Given only the basic rules of the games, and by only playing against itself, Deepmind’s AlphaZero agent was able master chess and shogi (Japanese chess) to the extent that it could outperform the 2016 world computer chess programme Stockfish and the 2017 shogi computer programme champion Elmo in 4 and 2 hours respectively. In some ways, this result is not unexpected and the only question was whether Deepmind would bother to do this after an earlier version titled AlphaGoZero successfully defeated AlphaGo (its precursor that had successfully dominated the top human Go players) in 40 days. But as the authors indicated in their paper, there are more rules in chess (pieces move differently, stalemate, pawns can move 1 or 2 squares at the start, etc.) and shogi compared to Go, and there are draws. Also, one of the Deepmind founders and last author on the arXiv paper is himself a very strong chess player – in fact, FM Ong Chong Ghee and I played in the same chess tournament (Oakham Junior 1992) as Demis Hassabis in 1992 but alas, our paths never crossed.
In “tournament mode”, AlphaZero defeated Stockfish with 28 wins (25 wins occurred when AlphaZero took the white pieces, with the first move advantage), 72 draws and no losses. The margin was even greater in Shogi, with 90 wins, 8 losses and 2 draws. There are a number of objections on forums as to whether this was a “fair contest” (the Stockfish program apparently had no opening book or endgame tablebases, the computing system used could perhaps be better tweaked for performance, etc.), but I personally think these comments do not detract from the fact that this was a completely amazing performance.

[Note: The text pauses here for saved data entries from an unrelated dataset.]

PR #5046, opened 2026-08-03
refactor(design-system): standardise container corner radii on 24 via Theme.radius

gastonm5:
Part of #5024. Phase 2 of four.

> ⚠️ **Stacked on #5040, and must not merge before it.** The base branch is `feat/radius-tokens-5024`, not `main` — every line here calls `Theme.radius`, which only exists in that PR. Merging this first would not compile.

## What this does

Phase 1 (#5040) added the token scale and migrated 15 sites to prove the API, with zero visual change. This phase is the one that actually moves pixels: it standardises **container** surfaces on **24**.

> "The new corner radius is 24 standardized like we did for settings, main screen and swaps"

That instruction is what settles this, and it had to, because **the design file does not**. A second sampling round found Figma holding `Input fields/Default` at 16 in one place and 12 in another, and "card" at 24 (banner), 16 (transaction history) and 24-top/20-bottom (Vult tier) — three answers for the same component class. So this is not "sync the code to Figma"; there is no consistent source to sync to. The evidence is written up in the design-system notes attached to #5024.

## The rule: by role, from the call site

| | |
|---|---|
| **Container** — the outer bounding surface of a card, banner, panel, picker or list group; the thing sitting on the page background that holds other content | → `Theme.radius.xl` (24) |
| **Not a container** — anything nested inside one: icon tiles, avatar wells, rows within a group, badges, chips, progress tracks, skeleton blocks, inner detail panels | → an explicitly **smaller** step |
| **Fully round** — radius ≥ half the smaller dimension of an explicitly framed box | → `Theme.radius.pill`, pixel-identical |

**16 (84 sites) and 12 (67 sites) were the two largest populations in the codebase, and most of them are not containers.** Blanket-converting either would have been visually destructive. Of the 84 sites at 16, **49** were promoted; of the 67 at 12, **20**.

### Nesting: the two levels must differ

A first pass held `containerStyle` at 12 because promoting it produced 24 inside 24 on the referral screen. That diagnosis was right and the remedy was wrong: the problem is not the value, it is that **both levels were reading the same one**. Resolved by ruling that the **outer** level is the container:

- `containerStyle` defaults to the container step — of its eleven call sites, seven are the outer surface on their page.
- The four that are genuinely nested pass an explicit `Theme.radius.md`.

Deriving that list **from the call sites rather than the declarations** is the whole discipline here, and two of the four are not where the name suggests:

- **`ReferralCodeBoxView`'s value box** is nested in *both* of its usages — `referredCodeSection` wraps it in a container, and `yourReferralCodeView` renders it inside the referral-code section. It is never the outer surface anywhere.
- **`BannerView`** is nested in one usage and outer in the other: the "save on swaps" banner sits on the page, the "collected rewards" banner sits inside the referral section. One default cannot serve both, so it takes a `radius` parameter defaulting to the container step, and the nested call site passes the smaller one.

The remaining seven inherit the new default: both referral sections, both backup screens, and `ContainerView`, whose thirteen call sites are all top-level cards or rows — several of them DeFi position cards sitting at 12 while the staking cards beside them had already moved to 24.

### Ruling: form sections are containers

> "For phase 2, check VaultServerBackupScreen. Sections should have new corner radius/padding like we did for send/swaps etc"

Settles the last open "container or field group?" question. `FormExpandableSection` (all four initialisers) and `SendFormExpandableSection` — which also backs `FormPickerSection` — move their defaults from `md` to `xl`.

**All 19 call sites traced, and they are unanimous**: every one is a direct child of `FormScreen`'s content builder, and `FormScreen` draws no surface of its own, so every section is the outer container on its screen. Nothing needed an override. The inputs *inside* them — `CommonTextField`, `AmountTextField`, `FunctionAddressField` — stay at 12, so the nesting reads correctly in the direction that matters.

**Padding reference: the 2026 Send-details cards** (`SendDetailsAssetTab` / `AddressTab` / `AmountTab`) — because they are *this same view* with the new design already applied. Adopting their values as the defaults makes "like send" structural rather than a comment, and the three tabs stop restating what is now the default. Picking a number off a neighbouring card would have been a guess: the nearby cards do not agree with each other (send verify summary pads 24, swap verify summary pads 16, `BannerView` pads 24).

| | Before | After |
|---|---|---|
| Section corner radius | 12 | **24** |
| Section vertical padding | 16 | **20** |
| Section horizontal padding | 16 | 16 (unchanged) |

### Ruling: all referral banners take 24 — reversing an earlier call on this branch

> "For referral main screen, make sure all banners have the new corner radius also (collected rewards also)"

The collected-rewards banner drops the explicit `md` an earlier commit here gave it. **Flagging this as a reversal rather than letting it read as a tidy-up:** collected-rewards is nested inside `referralCodeSection`, which is also 24, so this is exactly the equal-radii-nested shape commit 11 argued against and stepped down to avoid.

What makes it hold up on screen is that `BannerView` applies **24pt of its own padding**, so the inner and outer edges are separated by a real gap rather than sitting a hairline apart — but this is the one change in the PR a reviewer should judge on a device rather than from the diff.

The `radius` parameter stays as the seam; there is simply no call site using it today.

**The nesting rule is not repealed.** `expiresOnView` is a plain nested content box in the same section and stays at 12, because the ruling named banners. Whether nested content boxes follow is the open question at the top of the list below.

### These two rulings cost zero literal edits

Both are **default changes**, so ~20 rendered surfaces (15 `FormExpandableSection`, 4 `FormPickerSection`, 1 banner) moved without touching a single radius literal. Before phase 1 this ruling would have been a 20-site sweep — that is the token layer paying for itself.

## Counts

| | |
|---|---|
| Raw radius literals at the base commit | **355** |
| Raw radius literals now | **181** |
| **Literal sites migrated to a token** | **174** |
| — of which **change a value** | **77** (16→24 ×49, 12→24 ×20, 10→24 ×4, 20→24 ×4) |
| — of which are **pixel-identical** | **97** (already-24 ×46, pill ×40, md ×6, lg ×2, + 3 multi-line rewrites) |
| Named `CGFloat` constants / parameters retyped to `CornerRadius` | **8** |

Only **8** raw `24` literals remain, and both groups are deliberate: the macOS one-time-code field and its paste button (an input row, out of scope) and `CrossPlatformSheet` ×4 (sheets keep the native radius).

## Commits — grouped by surface area

| # | What | Visual? |
|---|---|---|
| 1 | `pill` — the four "fully round" magic numbers collapse onto one token | no |
| 2 | Send / swap verify + done summary cards | **yes** |
| 3 | Keysign / keygen panels | **yes** |
| 4 | DeFi cards and banners — the largest block | **yes** |
| 5 | Transaction-history cards | **yes** |
| 6 | List containers + empty states | **yes** |
| 7 | Remaining option cards and promo banners | **yes** |
| 8 | The 46 containers already at 24 → read from the token; form-section `cornerRadius` retyped | no |
| 9 | Two container helpers that hid their radius behind a constant | **yes** (Tron) |
| 10 | Three more named radius constants → token | no |
| 11 | Fix: three nested-container cases put back to their inner step | corrective |
| 12 | Fix: three corner badges made to follow the surface they are drawn into | corrective |
| 13 | `containerStyle` defaults to the container step; the nested cases say so | **yes** |
| 14 | Address-book cells → container step; the circle idiom → `pill` | **yes** |
| 15 | `Core/Platform` sweep (see below) | **yes** (macOS) |
| 16 | Fix: two form-control containers kept matched to the fields beside them; scanner masks carry the token style | corrective |
| 17 | Form sections take the container step and the send-details padding | **yes** |
| 18 | Every referral banner takes the container step | **yes** |

## `Core/Platform` — a tree the earlier passes filtered out

Reported plainly, because a sweep that silently skips a tree is worse than one that says so.

**It was a deliberate exclusion, not an enumeration bug.** Every earlier commit filtered `Core/Platform/macOS` out on the grounds that the gate builds the iOS destination, so edits there would ship unverified. That was the wrong trade — this is one multiplatform target, macOS ships, and "unverified" is an argument for building macOS, not for leaving a tree alone. Commit 15 sweeps it, and **the macOS target is now built explicitly** (see Verification).

**Did the same enumeration miss anything else?** Checked directly. No directory — but yes, one *form*:

- Every directory in the app target does appear in the literal census; `App/`, `Blockchain/`, `Model/` and `Resources/` simply contain no radius literals.
- **`cornerSize: CGSize(width: 24, height: 24)` was invisible to the census**, because the number sits inside a `CGSize` rather than after a `cornerRadius:` label. Three sites, all scanner viewports — and this *had already caused a bug*: all three draw the frame twice, once as a stroked shape and once as the rounded punch-out in the dimming mask, and on iOS an earlier commit tokenised the stroke while leaving the mask a literal. That would have detached the dimming from the frame the next time the token moved. All three now read the same token.
- Two further forms turned up in the same check and are correctly out of scope: `textField.layer?.cornerRadius = 12` in an AppKit-bridged text field (an input), and `RectangleCornerRadii` on the address-field accessory buttons (input-adjacent).

macOS specifics: both scanner viewports now match their iOS twin; the "use a different email" control is a text chip, so it keeps 12 and reads it from the token. The one-time-code digit fields are input fields and are left alone, and the paste button beside them is sized and rounded to match that row, so it moves when the row does and not before.

## What changed, and why each one is a container

<details>
<summary><b>Value-changing sites — click to expand</b></summary>

| File | Old | New | Why it is a container |
|---|---|---|---|
| `Components/TransactionDone/DoneScreen.swift` | 16 ×4 | `xl` | Done-screen hero card + transaction-details card |
| `Components/TransactionDone/SwapDoneSummaryCard.swift` | 16 ×4 | `xl` | Swap done summary card + hero card |
| `Components/TransactionDone/SignedMessageDoneTokenContent.swift` | 12 | `xl` | Done-screen body card for the dApp-signing flow |
| `Features/Send/.../SendCryptoVerifySummaryView.swift` | 16 ×2 | `xl` | The card holding the transaction being signed |
| `Features/FunctionCall/Views/CosmosStakingVerifySummaryView.swift` | 16 ×2 | `xl` | Same card, staking flow |
| `Features/Swap/Views/Screens/SwapVerifyScreen.swift` | 10 | `xl` | Swap verify summary card |
| `Features/Swap/Views/Screens/SwapDoneScreen.swift` | 16 ×2 | `xl` | Limit-order info banner, anchored on the page |
| `Features/Keysign/Views/ErrorView.swift` | 16 ×2 | `xl` | Expandable error panel |
| `Features/Keysign/Views/KeysignSwapConfirmView.swift` | 10 | `xl` | Swap confirm summary card |
| `Features/Keysign/Views/KeysignCustomMessageConfirmView.swift` | 10 | `xl` | Custom-message confirm card (inner scroll panels stay at 16) |
| `Features/Keysign/Views/KeysignDiscoverServiceView.swift` | 10 | `xl` | Mediator-discovery panel |
| `Features/Keygen/Views/JoinKeygenView.swift` | 12 | `xl` | Join-keygen status panel |
| `Features/Defi/DefiMain/View/DefiMainBalanceView.swift` | 16 ×2 | `xl` | DeFi balance banner |
| `Features/Defi/DefiChain/View/Main/DefiChainBalanceView.swift` | 16 ×2 | `xl` | Per-chain balance banner |
| `Features/Defi/Common/Yield/View/YieldTopBanner.swift` | 16 ×2 | `xl` | Yield top banner |
| `Features/Defi/DefiChain/View/Governance/QBTCGovernanceView.swift` | 16 ×2 | `xl` | Governance empty/error state panel |
| `Features/Defi/DefiChain/View/Governance/GovernanceProposalRow.swift` | 16 ×2 | `xl` | "One proposal card in the governance list" |
| `Features/Defi/DefiChain/View/Governance/GovernanceProposalDetailScreen.swift` | 16 ×2 | `xl` | The screen's `card(title:content:)` helper |
| `Features/Defi/DefiChain/View/Staked/CosmosStakeDefiView.swift` | 16 ×4 | `xl` | Total-staked + active-delegations cards |
| `Features/Defi/DefiChain/View/Staked/SolanaStakeDefiView.swift` | 16 ×2 | `xl` | `cardBackground` / `cardBorder` |
| `Features/Defi/DefiChain/View/SelectPosition/DefiChainSelectPositionsScreen.swift` | 12 | `xl` | "No positions" empty-state panel |
| `Features/Defi/Protocols/Tron/TronConstants.swift` | 16 | `xl` | Drives 8 Tron dashboard / resources / actions cards |
| `Features/TransactionHistory/Views/TransactionHistoryCardView.swift` | 16 ×4 | `xl` | The history card, plus the "via" badge corner that traces it |
| `Features/TransactionHistory/Views/TransactionHistoryDetailSheet.swift` | 16 ×4 | `xl` | Hero card + details card |
| `Features/AddressBook/Views/AddressBookChainSelectionScreen.swift` | 12 | `xl` | List container clipping the scrolling group |
| `Features/FunctionTransaction/Ton/PoolSelection/TonPoolSelectionScreen.swift` | 12 | `xl` | List container |
| `Features/FunctionTransaction/Maya/AssetSelectionList/AssetSelectionListScreen.swift` | 12 | `xl` | List container |
| `Features/FunctionTransaction/SharedFunctions/.../StakingValidatorPickerScreen.swift` | 12 | `xl` | List container |
| `Features/Referral/Views/PreferredAssetSelectionView.swift` | 12 | `xl` | List container |
| `Features/Referral/Views/ReferralVaultSelectionScreen.swift` | 12 | `xl` | Vault list group |
| `Features/Wallet/TokenSelection/Screens/CustomTokenScreen.swift` | 12 ×2 | `xl` | Found-token list group |
| `Features/Wallet/ChainDetail/View/ChainDetailListView.swift` | 12 | `xl` | Empty state for a list already at 24 |
| `Features/Common/AssetSelection/ChainNotFoundEmptyStateView.swift` | 12 | `xl` | Empty-state panel |
| `Components/ActionBanner/ActionBannerView.swift` | 12 ×3 | `xl` | Bottom-docked empty-state panel (top corners only) |
| `Features/Onboarding/.../ImportVaultSelectionSheet.swift` | 16 | `xl` | Import-option card |
| `Features/Onboarding/.../DerivationPathSelectionSheet.swift` | 16 | `xl` | Derivation-path option card |
| `Features/Reshare/Views/BeforeYouReshareBottomSheet.swift` | 20 ×2 | `xl` | Reshare intro card |
| `Features/Reshare/Views/ReshareScreen.swift` | 20 ×2 | `xl` | Reshare option card |
| `Features/Referral/Views/ReferralInitialScreen.swift` | 16 | `xl` | Referral entry card |
| `Features/Referral/Views/ReferralSendOverviewView.swift` | 16 | `xl` | Send-overview summary card |
| `Features/QBTCClaim/Views/QBTCClaimSelectionView.swift` | 16 ×2 | `xl` | Claim top banner |
| `Features/QBTCClaim/Components/ClaimQbtcPromoBanner.swift` | 12 ×2 | `xl` | Full-width promo banner |
| `Features/FunctionCall/Models/FunctionCallAddThorLP.swift` | 12 | `xl` | Enable-Thorchain CTA panel |
| `Features/FunctionTransaction/Cosmos/.../CosmosWithdrawRewardsTransactionScreen.swift` | 16 | `xl` | Withdraw-rewards form panel (rows stay at 12) |
| `Components/Layout/View+Container.swift` | 12 | `xl` | The app's shared container chrome — 7 outer call sites, incl. `ContainerView` ×13 |
| `Components/Cells/AddressBookCell.swift` | 12 | `xl` | Each cell draws its own border on the page background; the list adds no group |
| `Components/Cells/SendCryptoAddressBookCell.swift` | 12 | `xl` | Same component class in the send flow |
| `Core/Platform/macOS/.../MacScannerView.swift` | 24 lit. | `xl` | Scanner viewport, matching its iOS twin |
| `Core/Platform/macOS/.../MacAddressScannerView+macOS.swift` | 24 lit. | `xl` | Scanner viewport |

</details>

Three explicit `style: .continuous` arguments went with the literals they qualified — the token carries the style, and a call site naming it again is deciding geometry the design system already decided. Verified equal: the SDK's implicit default is `.continuous`, which is what the token holds.

## Resolved rulings

- ✅ **Nesting** — the outer level is the container; nested surfaces take an explicit smaller step. The two levels must *differ*.
- ✅ **Circle idiom** — radius ≥ half the smaller dimension of an explicitly framed box means `pill`. Swept mechanically; 7 sites converted. The same sweep correctly left the 64×64 icon well at 16 and the 180×120 loader at 10.
- ✅ **Address-book cells** — containers.
- ✅ **`Core/Platform`** — in scope, both platforms.
- ✅ **Form accordions are containers** — defaults `xl` / 16 / 20, matching the 2026 Send-details cards.
- ✅ **Referral banners uniform at 24**, including the nested collected-rewards banner.

## Still needs a human call

**1. Do nested *content boxes* follow the banners to 24, or only banners?** ⭐ *This one likely settles a whole class — worth answering before the others.*
`ReferralMainScreen.expiresOnView` is `.containerStyle(padding: 14, radius: Theme.radius.md)`: a plain nested box inside the 24pt referral section, sitting directly beside the collected-rewards banner just ruled up to 24. The banner ruling named banners, so it was **not** extended here. If content boxes follow, the same answer also covers `ReferralCodeBoxView`'s value box and the two `containerStyle` cases on the backup screen — and the nesting rule effectively collapses into "everything on a page is 24".

2. **Inline alert / note strips** — `InformationNote` (12), `WarningView` (12), `InfoBannerView` (12), the Cosmos redelegate cooldown notice (12). Full-width surfaces on the page background, which makes them containers by the letter of the rule, but they read as callouts, not cards. *(`SwapDoneScreen`'s limit banner **was** promoted because it uses the card idiom — `bgSurface1` + hairline border — rather than the tinted-alert idiom these four use.)*
3. **`PeerDiscoveryScreen` QR frame (33, 8pt border)** — a container, but 33 looks deliberately matched to the QR module rounding and the thick border.
4. **`VultDiscountTierView` footer (20) / `LockedFeatureSheet` card (14)** — 20 is a *real* Figma value; the tier card is 24-top / 20-bottom on purpose.
5. **Selectable rows that are also standalone bordered surfaces** — `StakingValidatorCard`, `TonPoolCard`, `QBTCClaimSelectionView`'s UTXO row (all 16). Card or row?
6. **Dropdown containers (10)** — `GenericSelectorDropDown`, `FunctionCallSelectorDropdown`, `FunctionCallContractSelectorDropDown`.
7. **Drop zones (10)** — `ImportWalletUploadSection`, `FileQRCodeImporterMac`.
8. **Round-looking sites with no explicit frame** — the two swap-arrow badges, `SendDetailsAmountTextField`'s unit toggle, `SwapFromToChain`'s chevron (a probable no-op `.cornerRadius` on a bare glyph). The pill rule likely applies, but the box is intrinsic so the inequality cannot be *proved*, and the rule's value is that it never needs judgement.

## Input fields — untouched, listed for one ruling

Explicitly out of scope. Figma has them at both 12 and 16, the code has 12, and whether an input is a "container" is exactly the ambiguity above:

`CommonTextField` · `MemoTextField` · `DestinationTagTextField` · `StyledTextField` · `StyledNumberField` · `StyledFloatingPointField` · `HiddenTextField` · `CommonTextEditor` · `SearchTextField` · `GasLimitSettingsView`'s number field · `CustomRPCDetailScreen`'s endpoint editor · `SendDetailsAddressFields`' from-field · `AddressBookTextField` · `SendDetailsAmountTextField` · **`ServerBackupVerificationView`'s macOS one-time-code fields + paste button** · **`BackspaceDetectingTextField`'s AppKit `layer?.cornerRadius = 12`** · the `AddressFieldAccessoryStack` buttons

## Also left alone

- **Sheets.** `CrossPlatformSheet` (24) and `BottomSheetContainer` keep the native platform radius; the scale deliberately has no sheet step and none was added.
- **Nested panels inside a promoted card** — the eight `Sign*DisplayView` `bgSurface2` panels, `DisclosureSection`, the two scroll panels in `KeysignCustomMessageConfirmView`, `SettingsCustomMessageView`, `RippleTrustLineActivationSheet`.
- **Rows, cells, chips, badges, icon tiles, skeletons** — including the Figma-confirmed inner icon tile at 16.
- **The token scale itself, the lint rule (phase 3), and corner *style***.

## Review

Cross-model review loop, four rounds of `codex exec --sandbox read-only`:

| Round | Scope | Result |
|---|---|---|
| 1 | pill commit | **NO FINDINGS** |
| 2 | the six container commits | 3 findings — all nesting mistakes, all valid, all fixed |
| 3 | whole branch | 1 finding — valid, fixed |
| 4 | the ruling commits, asked specifically to hunt newly-flattened nesting | 4 findings — 3 valid and fixed, 1 rejected |
| 5 | the two default flips above, asked again about newly-flattened nesting | **NO FINDINGS** |

**Every finding across all four rounds was the same bug**, which is worth stating because it is exactly what phase 3's lint rule will *not* be able to catch:

> A radius literal means one of two things — *this surface's own geometry*, or *a restatement of a neighbour's*. Only the second kind breaks when a container moves, and neither the declaration nor a lint rule can tell them apart. You have to read the call site.

Round 2 found three views that read as containers from their declaration but render *inside* another container. Round 3 found the transaction-history "via" badge, whose `bottomTrailingRadius: 16` existed only to trace the card's corner. Round 4 found two `ContainerView`s that are **form controls** — the address-book chain selector and the referral payout selector, each sitting in a stack of text fields at 12 and widened to 24 by the default flip — plus the scanner masks carrying the token's `points` but not its `style`. The `cornerSize` gap above is the same bug reached by a different route.

Commit 16 fixes those three. The fourth finding — that `AddressBookCell`'s `99 → pill` does not meet the framed-box proof — is **rejected**: 99 is a member of the explicitly-ruled "fully round" family (50/60/77/88/99/100), and the arithmetic proof exists for numbers *outside* that family. The cell is also bounded well under the 198pt it would need to stop clamping: both text rows are `lineLimit(1)` beside a fixed 32pt logo.

## Verification

- **macOS target built explicitly** (`-destination platform=macOS`): `** BUILD SUCCEEDED **`. Required, because `Core/Platform/macOS` is behind `#if os(macOS)` and an iOS build never compiles it.
- `xcodebuild test`, **full suite**, iPhone 16 Pro / iOS 26.5: `** TEST SUCCEEDED **` — 4621 tests, 1 skipped, 0 failures.
- SwiftLint on first-party sources: **39 violations — exactly the repo baseline, none added.**
- **No before/after screenshots.** These surfaces are behind an onboarded, funded vault — send verify, swap done, DeFi positions, transaction history, keysign — and I cannot drive the app that far. A human should eyeball, in rough order of blast radius: the **DeFi tab** (balance banners, staking cards, governance list, and the position cards that moved via `ContainerView`), the **referral screen** (the nesting rule's hardest case), the **send/swap verify + done** screens, **transaction history** (card + detail sheet, specifically the "via" badge corner), the **address book** (both the settings list and the send-flow picker), the **backup flow**, and on **macOS** the server-backup verification screen and the QR scanners.


johnnyluo (approved):
LGTM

The games (only 10 of AlphaZero’s chess wins were released) that were available for public viewing were amazing. Overall, the impression is that the AlphaZero agent – with just under 24 hours of “self-training”, no opening book, no endgame tablebases and no other insights – evaluated the positions far better than Stockfish (and therefore any human). There were moments of real genius (if such a human term can be used) in several of the games:
In the above position, AlphaZero had played rook to e1, leaving the knight on h6 en prise. The Stockfish programme on my phone instantly downgraded the assessment to Black having a superior position (-0.8). It failed (and I am not sure many grandmasters in the world will do differently) to understand that this position was actually very difficult for Black to defend, even after the next 14 moves were played. And then suddenly, Stockfish realised that the Black position could not be held.

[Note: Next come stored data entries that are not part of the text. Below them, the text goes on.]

PR #5054, opened 2026-08-04
fix(keychain): distinguish an absent item from an unreadable Keychain

gastonm5:
## The bug, which predates the passcode work

`Keychain.get` returned `nil` for **every** `SecItemCopyMatching` failure, not only for
`errSecItemNotFound`. A caller could therefore not tell these apart:

- **there is no item for this key** — the Keychain answered, and the answer was "nothing"
- **the item could not be read** — a locked device (`errSecInteractionNotAllowed`), a missing
  entitlement, an IO error. The Keychain did not answer at all

They license opposite decisions. Absence says a value may safely be written. An unreadable
Keychain says one may already be there. Collapsed into `nil`, a transient read failure looks
exactly like permission to overwrite whatever is stored — and where the stored item is key
material, that is the difference between saving a secret and destroying one.

This is not hypothetical or new: it already sits under the fast-vault password path on `main`
today. It is also the foundation the passcode/at-rest-encryption work builds on, where the same
collapse would let a failed read mint a fresh data key over an existing wrapper and orphan every
encrypted key share on disk. Fixing it separately, on its own merits, keeps that review honest.

## What changed

- **`KeychainReadResult<Value>`** — `absent` / `present(Value)` / `unavailable(OSStatus)`,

This was the other amazing example, also picked up by many other chess commentators. It is White to play, and White has a space advantage, but Black appears to be guarding all the possible invasion squares successfully. In fact, the Stockfish programme on my laptop rates this only as a slight advantage for White (+0.5). It does not find the fabulous sequence that is played: 30.Bxg6! Bxg5 31.Qxg5 fxg6 32.f5! Rg8 33.Qh6 Qf7 34.f6 and Black is all tied up, but it is only after a further 4 moves, when the position below is reached, that Stockfish (on the phone – which is far weaker than the actual Stockfish program used to play AlphaZero) realised that Black was in fact, losing, even with the additional piece for which White only has one pawn and space in exchange.
Where does that leave us humans? While we wait for Deepmind to reveal its agent’s results against humans in Starcraft, there may be much that we can learn about chess beyond what current chess engines provide once all the training and tournament games are released. The paper already provides a tantalising hint in that certain chess openings were rejected by AlphaZero as it progressively improved, openings that are still very popular in human chess tournaments. As one can see from the screenshot below, it rejected playing the popular King’s Indian Defense right from the beginning. It also stopped playing the French Defense after a while, recording an incredible 39 wins and 11 draws against Stockfish when playing training games on the White side of that opening.
Addendum: Chess historian and player Olimpiu Urcan pointed out that one of the authors on the paper – Dharshan Kumaran – is a chess grandmaster. He also played in the same Oakham Junior chess tournament in 1992.